There is no known local antidote for the virulent poison produced by a Russian toadstool. Russian health officials have never considered such research necessary because Russians are so adept at distinguishing between toadstools and mushrooms that there has been no cause to invest in developing such a medicine.
This is all distressing for the poor Russians, who are passionately fond of mushrooms, and eat a great variety found in the birch forests. In my experience, they have much greater flavour than the button mushrooms produced commercially, and Russians dry, pickle and salt them to ensure a year-round supply.
Now, all citizens have been urged to stop picking mushrooms for a while, especially in the Voronezh region, 300 miles south of Moscow, where most of the reports of poisoning have occurred. This is the centre of the 'Black Earth' area that covers about 9 per cent of the old Soviet Union.
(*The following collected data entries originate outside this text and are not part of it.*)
PR #517, opened 2021-01-20
DL3005: Fix missing dist-upgrade #514

### LINKED ISSUE #514: DL3005 Do not use apt-get upgrade or dist-upgrade - Doesn't care about dist-upgrade
- [x] This is a bug report

### Expected behavior

`DL3005` should fail if there is `dist-upgrade`

### Actual behavior

Doesn't fail

```Dockerfile
FROM debian:buster
RUN dist-upgrade

```

https://github.com/hadolint/hadolint/blob/master/src/Hadolint/Rules.hs#L429

m-ildefons:
- Check for `apt-get dist-upgrade` in addition to the existing
  check for `apt-get upgrade`

Performing `apt-get dist-upgrade` is to be considered bad practice for
the same reasons that `apt-get upgrade` would be considered bad
practice. Perhaps it should be considered worse in cases where an
appropriate base image is available.

### What I did
Fixes #514
### How I did it
Add "dist-upgrade" to the list of command line arguments for apt-get to be checked for.
### How to verify it
This should trigger `DL3005`:
```Dockerfile
RUN apt-get dist-upgrade
```
Unit tests are included.

### DIFF
--- a/src/Hadolint/Rules.hs
+++ b/src/Hadolint/Rules.hs
@@ -428,7 +428,7 @@ noAptGetUpgrade = instructionRule code severity message check
     severity = ErrorC
     message = "Do not use apt-get upgrade or dist-upgrade"
     check (Run (RunArgs args _)) =
-      argumentsRule (Shell.noCommands (Shell.cmdHasArgs "apt-get" ["upgrade"])) args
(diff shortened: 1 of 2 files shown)


zemanlx (approved):
Thank you @m-ildefons!

06kellyjac:
Thanks

PR #523, opened 2021-01-28
add pre-commit hook configuration

wwuck:
### What I did

Add a yaml configuration file to allow running hadolint as a git pre-commit hook with [pre-commit](https://pre-commit.com/).  Once set, the yaml hook configuration file doesn't need to change.  The hook allows either using a local hadolint binary or using the official hadolint Docker image.

### How to verify it

Install pre-commit from the docs at https://pre-commit.com/ and install the hooks with `pre-commit install` in the git repository.  Add a `.pre-commit-config.yaml` file following the docs in this pull request, and then attempt to commit some staged changes to any Dockerfile into git.  `pre-commit` only runs on changed files by default so it won't run on any Dockerfiles that are not included in the current commit.

### DIFF
--- a/.pre-commit-hooks.yaml
+++ b/.pre-commit-hooks.yaml
@@ -1,0 +1,13 @@
+---
+- id: hadolint-docker
+  name: Lint Dockerfiles
+  description: Runs hadolint Docker image to lint Dockerfiles
+  language: docker_image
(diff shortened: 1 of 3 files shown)


lorenzo:
thanks, this is great!

Issue #512, opened 2021-01-08
Smell for ONBUILD Sub-instructions


k----n:
- [ ] This is a bug report
- [x] This is a feature request
- [x] I searched existing issues before opening this one

As noted in the Dockerfile docs (https://docs.docker.com/engine/reference/builder/#onbuild):
-  Chaining ONBUILD instructions using ONBUILD ONBUILD isn’t allowed.
- The ONBUILD instruction may not trigger FROM or MAINTAINER instructions.

PR #526, opened 2021-01-31
rules: Check against illegal instructions within `ONBUILD` #512

m-ildefons:
- Add rule to check agains illegal instructions within `ONBUILD`
  instructions
- Modify rule parsing to do a pass with and a pass without automatically
  expanded `ONBUILD` instructions
- Merge results of the two passes such that all rules appear once only
- Add tests for new rule

I'd like to point out two things for discussion regarding this change:
- In addition to the three cases checked here, IMO not all other combination that are legal by this rule make a lot of sense.
  For example `ONBUILD EXPOSE` or `ONBUILD LABEL` do not appear very useful to me - maybe we should warn on them?
  The requested three cases are to be avoided as per official docker documentation, so I think there is no need to discuss the necessity of linting for them.
- Checking the `ONBUILD` instructions themselves requires a second pass through all instructions. This is not too bad IMO, but
  maybe there is a better way. I tried to use pattern matching to only check the `ONBUILD` instructions twice, but failed to come up with something due to my limited Haskell knowledge.
  The reason the `ONBUILD` instructions absolutely need to be checked twice is that `hadolint` must also lint whatever is inside the `ONBUILD` instruction. Maybe there is a better way that I just can't see right now?

### How to check
This dockerfile should trigger error `DL3043` on all three lines:
```Dockerfile
ONBUILD FROM debian:buster
ONBUILD MAINTAINER "Some Guy"
ONBUILD ONBUILD RUN something
```

This dockerfile does not trigger `DL3043`:
```Dockerfile
FROM debian:buster
MAINTAINER "Some Guy"
ONBUILD RUN something
```

### DIFF
--- a/src/Hadolint/Rules.hs
+++ b/src/Hadolint/Rules.hs
@@ -91,10 +91,14 @@ mapInstructions f initialState dockerfile =
   let (_, results) = mapAccumL applyRule initialState dockerfile
    in concat results
   where
-    applyRule state (InstructionPos (OnBuild i) source linenumber) =
-      applyWithState state source linenumber i -- All rules applying to instructions also apply to ONBUILD,
+    applyRule state (InstructionPos onbuild@(OnBuild i) source linenumber) =
+      -- All rules applying to instructions also apply to ONBUILD,
       -- so we unwrap the OnBuild constructor and check directly the inner
-      -- instruction
+      -- instruction. Then we also check the instruction itself and append the
+      -- result to avoid losing out on detecting problems with `ONBUILD`
+      let (innerState, innerResults) = applyWithState state source linenumber i
+          (finalState, outerResults) = applyWithState innerState source linenumber onbuild
+       in (finalState, innerResults <> outerResults)
     applyRule state (InstructionPos i source linenumber) =
       applyWithState state source linenumber i -- Otherwise, normal instructions are not unwrapped
     applyWithState state source linenumber instruction =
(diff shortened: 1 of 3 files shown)


src/Hadolint/Rules.hs
```diff
@@ -89,12 +89,19 @@ type Rule = ParsedFile -> [RuleCheck]
 mapInstructions :: CheckerWithState state -> state -> Rule
 mapInstructions f initialState dockerfile =
   let (_, results) = mapAccumL applyRule initialState dockerfile
-   in concat results
+      (_, nestedResults) = mapAccumL nestedApplyRule initialState dockerfile
+   in concat $ results ++ [r | r <- nestedResults, r `notElem` results]
   where
-    applyRule state (InstructionPos (OnBuild i) source linenumber) =
```
lorenzo, line 94: I believe this could be written without the second pass and the merging of the rules by calling `applyWithState` twice on the `OnBuild` case like this:

```
    applyRule state (InstructionPos onbuild@(OnBuild i) source linenumber) =
      -- All rules applying to instructions also apply to ONBUILD,
      -- so we unwrap the OnBuild constructor and check directly the inner
      -- instruction
      let (innerState, innerResults) = applyWithState state source linenumber i
          (finalState, outerResults) = applyWithState innerState source linenumber onbuild
       in (finalState, innerResults <> outerResults)
```

m-ildefons: This is great! This is exactly what I had in mind. Thank you for showing me :-)

lorenzo:
awesome work, thanks!

PR #528, opened 2021-02-01
Add '--no-fail' option

### LINKED ISSUE #391: Suppress Exit Code

antechrestos:
Each formatter shall exit non 0 code when any error occurs unless '--no-fail' option specified. If so, a 0 status code is returned even if any rule is violated

Closes #391

### What I did

Make program return non zero code if failure occurs, whenever the formatter. If `--no-fail` is specified , the programm returns `0` status code, whatever rules are violated or not.

### How I did it

- remove treatment of exit in lint and put it in main
- added option
- print result and analyse the exit method that shall be called

### How to verify it

- launch binary with invalid `Dockerfile` with `-f gitlab_codeclimate` and expects `1`status code
- launch binary with invalid `Dockerfile` with `-f gitlab_codeclimate` and `--no-fail` and expects `0`status code
- launch binary with valid `Dockerfile` with `-f gitlab_codeclimate` and expects `0`status code
- launch binary with valid `Dockerfile` with `-f gitlab_codeclimate` and `--no-fail` and expects `0`status code

### DIFF
--- a/app/Main.hs
+++ b/app/Main.hs
@@ -137,7 +137,8 @@ exitProgram cmd res
 runLint :: CommandOptions -> Hadolint.LintOptions -> NonEmpty.NonEmpty String -> IO()
 runLint cmd conf files = do
   res <-  Hadolint.lint conf files
-  Hadolint.printResults (format cmd) res >>  exitProgram cmd res
+  Hadolint.printResults (format cmd) res
+  exitProgram cmd res
 
 main :: IO ()
 main = do
--- a/app/Main.hs
+++ b/app/Main.hs
@@ -5,9 +5,10 @@
 module Main where
 
 import Control.Applicative
-import qualified Data.List.NonEmpty as NonEmpty
 import Data.Semigroup ((<>))
 import qualified Data.Set as Set
+import qualified Data.Sequence as Seq
+import qualified Data.List.NonEmpty as NonEmpty
 import Data.String (IsString (fromString))
 import qualified Data.Version
 import qualified Development.GitRev
@@ -41,6 +42,7 @@ import System.Exit (exitFailure, exitSuccess)
 
 data CommandOptions = CommandOptions
   { showVersion :: Bool,
+    noFail :: Bool,
     configFile :: Maybe FilePath,
     format :: Hadolint.OutputFormat,
     dockerfiles :: [String],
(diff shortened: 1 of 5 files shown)


app/Main.hs
```diff
@@ -6,8 +6,10 @@ module Main where
 
 import Control.Applicative
 import qualified Data.List.NonEmpty as NonEmpty
-import Data.Semigroup ((<>))
+import Data.Semigroup()
```
lorenzo, line 9: Please leave the line as it was, it is meant for older versions of haskell

app/Main.hs
```diff
@@ -6,8 +6,10 @@ module Main where
...
 import qualified Data.Set as Set
+import qualified Data.Sequence as Seq
+import Data.List.NonEmpty()
```
lorenzo, line 12: please use `qualified` and remove the parenthesis

app/Main.hs
```diff
@@ -68,13 +71,16 @@ parseOptions :: Parser CommandOptions
...
     <$> version -- CLI options parser definition
+    <*> noFail
     <*> configFile
     <*> outputFormat
     <*> files
     <*> lintOptions
   where
     version = switch (long "version" <> short 'v' <> help "Show version")
 
+    noFail = switch (long "no-fail" <> help "Do not fail when any rule is violated")
```
lorenzo, line 82: `Don't exit with a failure status code when any rule is violated`

src/Hadolint/Lint.hs
```diff
@@ -38,21 +37,15 @@ data OutputFormat
...
-        Codacy -> Codacy.printResult res >> exitSuccess
+printResults :: OutputFormat -> Format.Result Text DockerfileError -> IO ()
+printResults format allResults = do
+  case format of
+    TTY -> TTY.printResult allResults
+    Json -> Json.printResult allResults
+    Checkstyle -> Checkstyle.printResult allResults
+    CodeclimateJson -> Codeclimate.printResult allResults
+    GitlabCodeclimateJson -> Codeclimate.printGitlabResult allResults
+    Codacy -> Codacy.printResult allResults
```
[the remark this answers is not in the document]
antechrestos: @lorenzo can I knwo why? The code does not brings any info on it.

antechrestos:
@lorenzo is the implementation ok? Shall I need to change anything? Please let me know

lorenzo:
Thanks, it's great now :)

antechrestos:
Thanks @lorenzo

It's Sunday you should rest ☺

PR #530, opened 2021-02-02
Adding rule for maintainer label.

luckoseabraham:
### What I did
Added new rule for ensuring the presence of maintainer label.

The maintainer directive in docker was deprecated. But the feature itself was moved to using label directive and there are no rules for ensuring the presence of maintainer label.
This has been mentioned as best practice in couple of articles like https://snyk.io/blog/10-docker-image-security-best-practices/

For an organization, that has hundreds of team creating images, this would be a way to identify owners for remediation and governance.

### How I did it 
Added a new rule.

### How to verify it
Added test cases in spec.hs and tested using binary on dockerfile.

### DIFF
--- a/src/Hadolint/Rules.hs
+++ b/src/Hadolint/Rules.hs
@@ -12,6 +12,7 @@ import Data.List.NonEmpty (toList)
 import qualified Data.Map as Map
 import qualified Data.Set as Set
 import qualified Data.Text as Text
+import Data.Maybe (isJust, fromJust)
 import Data.Void (Void)
 import GHC.Generics (Generic)
 import qualified Hadolint.Shell as Shell
@@ -236,7 +237,8 @@ rules =
     dnfVersionPinned,
     pipNoCacheDir,
     noIllegalInstructionInOnbuild,
-    noSelfreferencingEnv
+    noSelfreferencingEnv,
+    hasMaintainerLabel
   ]
 
 optionalRules :: RulesConfig -> [Rule]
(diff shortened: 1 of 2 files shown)


src/Hadolint/Rules.hs
```diff
@@ -310,6 +312,41 @@ hasNoMaintainer = instructionRule code severity message check
     check (Maintainer _) = False
     check _ = True
 
+
+hasMaintainerLabel :: Rule
+hasMaintainerLabel dockerfile = instructionRuleState code severity message check [] dockerfile
+  where
+    code = "DL3012"
```
luckoseabraham, line 319: Have reused the DL3012 here since it makes sense from a description perspective. Not sure how to edit the wiki. 
If someone can let me know how to, I would be glad to take that on for providing an example.

lorenzo: the wiki is public for anyone to edit

lorenzo:
I'm not sure it is a great idea to suggest doing this in hadolint, do you have a use case? What is this preventing?

src/Hadolint/Rules.hs
luckoseabraham: Thanks @lorenzo  - will try editing it.

lorenzo:
@zemanlx what do you think of this idea?

lorenzo:
Thanks, @luckoseabraham, let us review the idea and figure out how to best introduce this change.

luckoseabraham:
> Thanks, @luckoseabraham, let us review the idea and figure out how to best introduce this change.

@lorenzo  - Thank you so much ! 👍

lorenzo:
There has been many requests in the past for checking labels and label structure. I wonder if we can put this check behind a flag that is meant for label checking.

what do you think?

luckoseabraham:
> There has been many requests in the past for checking labels and label structure. I wonder if we can put this check behind a flag that is meant for label checking.

I agree. 
Just to make sure that we are on the same page, the flag would be in the configuration yaml file and would look something like this ? 

```
ignored:
  - DL3000
  - SC1010

labelCheck: true
```

luckoseabraham:
> There has been many requests in the past for checking labels and label structure. I wonder if we can put this check behind a flag that is meant for label checking.
> 
> what do you think?

Hey @lorenzo  - As I was thinking more about the feature, the effort in https://github.com/hadolint/hadolint/pull/491 by @m-ildefons comes to mind. And the optional configuration makes more sense to me and could be a standard on all these niche rules that everyone is not forced up on.
I really dont want to duplicate the effort @m-ildefons has done on this aspect. And If that PR gets merged, I can easily switch to the severity Nothing.

What do you think ?

lorenzo:
That sounds like a good idea, I'll finish the remaining work there soon

luckoseabraham:
Hey @lorenzo  - I have made the rule optional using the severity DLIgnoreC. 
When you get a chance, Please take a look and let me know if you would like me to make any changes.

luckoseabraham:
Hey @lorenzo  - Following up to see if you have any inputs :)

src/Hadolint/Rules.hs
```diff
@@ -335,6 +337,41 @@ hasNoMaintainer = instructionRule code severity message check
     check (Maintainer _) = False
     check _ = True
 
+hasMaintainerLabel :: Rule
+hasMaintainerLabel dockerfile = instructionRuleState code severity message check [] dockerfile
+  where
+    code = "DL3012"
+    severity = DLIgnoreC
+    message = "Provide an email adress or URL as maintainer label"
```
lorenzo, line 345: `address` instead of `adress`

src/Hadolint/Rules.hs
```diff
@@ -335,6 +337,41 @@ hasNoMaintainer = instructionRule code severity message check
     check (Maintainer _) = False
     check _ = True
 
+hasMaintainerLabel :: Rule
+hasMaintainerLabel dockerfile = instructionRuleState code severity message check [] dockerfile
```
lorenzo, line 341: Can you please make the state a `Set Linenumber Text` instead of a plain list. Lists are not great for performance

lorenzo (commented):
Thanks, I made a few more comments

src/Hadolint/Rules.hs
luckoseabraham: Done. How silly of me :)

src/Hadolint/Rules.hs
luckoseabraham: Agree. 
I was looking for a consistent way of approaching a state of such scenarios. I see the map being used for another PR for health checks. 
So I have used the map here as well so that we can have a consistent approach for maintaining such state.

m-ildefons:
I really don't mean to thrash on your effort here, @luckoseabraham and the rule itself is great. But within the overall picture, this is going in the wrong direction IMO.
What I mean is that it will be too cumbersome and inflexible to represent label schemas as individual fixed rules. It is fine, if your whole schema is that there must be a label "maintainer", but it will not cut it when implementing schemata like the OCI annotations (https://github.com/opencontainers/image-spec/blob/master/annotations.md) or even label-schema.org labels.
Those would need dozens of rules each and Hadolint would be very slow to react, in case a schema is updated.
 Also imagine what the configuration would look like if you wanted to enable dozens of optional rules for label schema validation.
Do you see where I'm coming from?

My approach would be to build a rule generator, that reads the desired schema from the `.hadolint.yaml` and generates rules validating that schema. I've played around with some code in that direction, but it's not quite ready yet. I've made a draft [PR,](https://github.com/hadolint/hadolint/pull/563) so you can at least see what I'm on about and play around with it.

luckoseabraham:
hey @m-ildefons  - I have no issues with having a more flexible option be considered for label related logic.
The use case and implementation does make sense !

PR #543, opened 2021-02-07
Feature: Configurable rule severity

m-ildefons:
- Make rule severity overridable with any other severity.
- Remove unnecessary imports

This feature is implemented with a custom rule severity type
`DLSeverity` which encapsulates the possible severities, including the
possibility that a rule is ignored by default.

### What I did
The is my second attempt at the long requested feature of customizable rule severeties.

It is an alternative implementation of the customizable rule severities, without using a `Maybe Severity`. Instead this is implemented with a custom `DLSeverity` type. This also is not intermingled with another different feature, which should make reviewing much easier. That said, it is missing an example of an opt-in rule.

The `DLSeverity` type is constructed analogous to the `Severity` type from `Shellcheck`, which was used before. This achieves an easy mapping of `Severity` types to `DLSeverity` types.

If this is a preferred implementation over the one included in https://github.com/hadolint/hadolint/pull/491, then I will abandon that PR and rebase the healthcheck rules onto this. I will also update this PR with updated documentation, if the code itself becomes a candidate for merging.

Just like in PR #491, the format of the config file looks like this:
```yaml
override:
  error:
    - DLXXXX
  warning:
    - DLYYYY
  info:
    - DLAAAA
  style:
    - DLBBBB

ignored:
  - DLZZZZ
```

The commandline syntax would be like so:
```
$ hadolint --ignore=DLXXXX --error=DLYYYY --style=DLZZZZ --info=DLAAAA --warning=DLBBBB Dockerfile
```

### DIFF
--- a/app/Main.hs
+++ b/app/Main.hs
@@ -5,11 +5,10 @@
 module Main where
 
 import Control.Applicative
-import Data.Semigroup ((<>))
-import qualified Data.Set as Set
-import qualified Data.Sequence as Seq
-import qualified Data.List.NonEmpty as NonEmpty
 import Data.String (IsString (fromString))
+import qualified Data.List.NonEmpty as NonEmpty
+import qualified Data.Sequence as Seq
+import qualified Data.Set as Set
 import qualified Data.Version
 import qualified Development.GitRev
 import qualified Hadolint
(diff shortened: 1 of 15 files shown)


lorenzo:
@m-ildefons I finally have the time to review this. Can you please rebase and fix the conflicts. The code changes seem good to me at first glance

m-ildefons:
Thanks for taking the time to review this. I feel kind of bad about dumping such large PRs onto you and I hope its not too much.

lorenzo:
thanks for taking the time to do this, I really appreciate it @m-ildefons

It is fertile grassland soil, with a dark humus layer more than 10 inches thick and chemically neutral.
A classified document dated 9 February, 1990, from the Soviet Health Ministry, came to light in the newspaper Rossiyskaya Gazeta this week, revealing that contamination of essential food products with pesticides and other chemicals had grown threefold. In tests carried out in state laboratories, banned chemicals including DDT, were found in increasing quantities. The newspaper said it was officially accepted that the average 40-year-old citizen has consumed about 28 kilos (32lbs) of toxic chemicals with food grown in the former Soviet Union.
There is no reason why the end of Communism and the Soviet Union has changed any of this. Russia still has no legislation for punishing producers and distributors of poisoned food products.
Which brings me to Tuesday. That is the day when, for the first time since I arrived here last year, I suddenly developed all the symptoms of acute food poisoning, which lasted for a day. I had not been eating mushrooms but had consumed vegetables from the local farmers' market, which - in these months - is supplied from the southern regions of Russia and Ukraine as well as the traditional Transcaucasus suppliers.
I perhaps should admit that my fare included a fine, juicy, oversized tomato with two heads, weighing almost 1lb, that I had been persuaded to purchase by a proud storekeeper in the market who said it had come from 'somewhere in the south'. Tass has not yet reported any victims of 'mutant tomatoes'.